Each entry that appears below should be restated word for word.

_ _ _ _ _ _ _

PR #959, opened 2020-06-04
refactor(collaboration): issues and merge requests have now small visual improvements

### LINKED ISSUE #854: Improvements to presentation of merge request
## Motivation

The merge request display is pretty useful, but a few small improvements would make it better.

## Proposal

* [x] Show the tabs in this order:  'Changes', 'Commits', 'Discussion'
* [x] Show notebooks and markdown files first, then the opaque files second
* [x] Like issues, we should show Open and closed in tabs
* [ ] Show markdown files side-by-side, similar to how notebooks are shown
* [ ] The card header for the sections should have an icon/link to the the diff tool in GitLab
* [ ] Don't prompt user to create a new MR for every branch. Potential MRs should be in another tab, besides Open and Closed
* [ ] Make actions obviously buttons.

(See marked-up screenshot below.)

changes desc
buttons

## Additions

The _back-to-list_ button in Issues and Merge Requests should look the same as in the datasets. Instead of
image

It should look like:
image

And, there should be a back-to-list button in the "New Issue" and "New Merge Request" pages, just like there is in the "New Dataset" page.

### LINKED ISSUE #891: Visually separate the description of an issue from a comment
An issue which looks like this 

image 

in GitLab is displayed in an unexpected way in our UI:
image.

It would be nice to display the issue description differently. Right now it looks like an out-of-order comment.

Maybe this can still make it into the epic #850?

vfried:
Closes #891.
Partial work on #854.

I wonder if we should change the buttons for going to gitlab and closing the issue, they could be a bit bigger and have text so users know a bit better what the button does, i don't thing they are so self - explanatory.

image

### DIFF
--- a/src/collaboration/issue/Issue.js
+++ b/src/collaboration/issue/Issue.js
@@ -25,14 +25,14 @@
 
 import React, { Component, useState } from "react";
 import { Provider, connect } from "react-redux";
-import { Row, Col, Button, Card, CardHeader, CardBody, Alert, } from "reactstrap";
+import { Row, Col, Button, Alert } from "reactstrap";
 import { faGitlab } from "@fortawesome/free-brands-svg-icons";
-import { faBoxOpen, faBox, faListUl } from "@fortawesome/free-solid-svg-icons";
+import { faBoxOpen, faBox } from "@fortawesome/free-solid-svg-icons";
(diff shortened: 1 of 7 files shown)


vfried:
I just checked the new changes and it looks better, thanks for doing this!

_ _ _ _ _ _ _

**Worked solution:**
PR #959, opened 2020-06-04
refactor(collaboration): issues and merge requests have now small visual improvements

### LINKED ISSUE #854: Improvements to presentation of merge request
## Motivation

The merge request display is pretty useful, but a few small improvements would make it better.

## Proposal

* [x] Show the tabs in this order:  'Changes', 'Commits', 'Discussion'
* [x] Show notebooks and markdown files first, then the opaque files second
* [x] Like issues, we should show Open and closed in tabs
* [ ] Show markdown files side-by-side, similar to how notebooks are shown
* [ ] The card header for the sections should have an icon/link to the the diff tool in GitLab
* [ ] Don't prompt user to create a new MR for every branch. Potential MRs should be in another tab, besides Open and Closed
* [ ] Make actions obviously buttons.

(See marked-up screenshot below.)

changes desc
buttons

## Additions

The _back-to-list_ button in Issues and Merge Requests should look the same as in the datasets. Instead of
image

It should look like:
image

And, there should be a back-to-list button in the "New Issue" and "New Merge Request" pages, just like there is in the "New Dataset" page.

### LINKED ISSUE #891: Visually separate the description of an issue from a comment
An issue which looks like this 

image 

in GitLab is displayed in an unexpected way in our UI:
image.

It would be nice to display the issue description differently. Right now it looks like an out-of-order comment.

Maybe this can still make it into the epic #850?

vfried:
Closes #891.
Partial work on #854.

I wonder if we should change the buttons for going to gitlab and closing the issue, they could be a bit bigger and have text so users know a bit better what the button does, i don't thing they are so self - explanatory.

image

### DIFF
--- a/src/collaboration/issue/Issue.js
+++ b/src/collaboration/issue/Issue.js
@@ -25,14 +25,14 @@
 
 import React, { Component, useState } from "react";
 import { Provider, connect } from "react-redux";
-import { Row, Col, Button, Card, CardHeader, CardBody, Alert, } from "reactstrap";
+import { Row, Col, Button, Alert } from "reactstrap";
 import { faGitlab } from "@fortawesome/free-brands-svg-icons";
-import { faBoxOpen, faBox, faListUl } from "@fortawesome/free-solid-svg-icons";
+import { faBoxOpen, faBox } from "@fortawesome/free-solid-svg-icons";
(diff shortened: 1 of 7 files shown)


vfried:
I just checked the new changes and it looks better, thanks for doing this!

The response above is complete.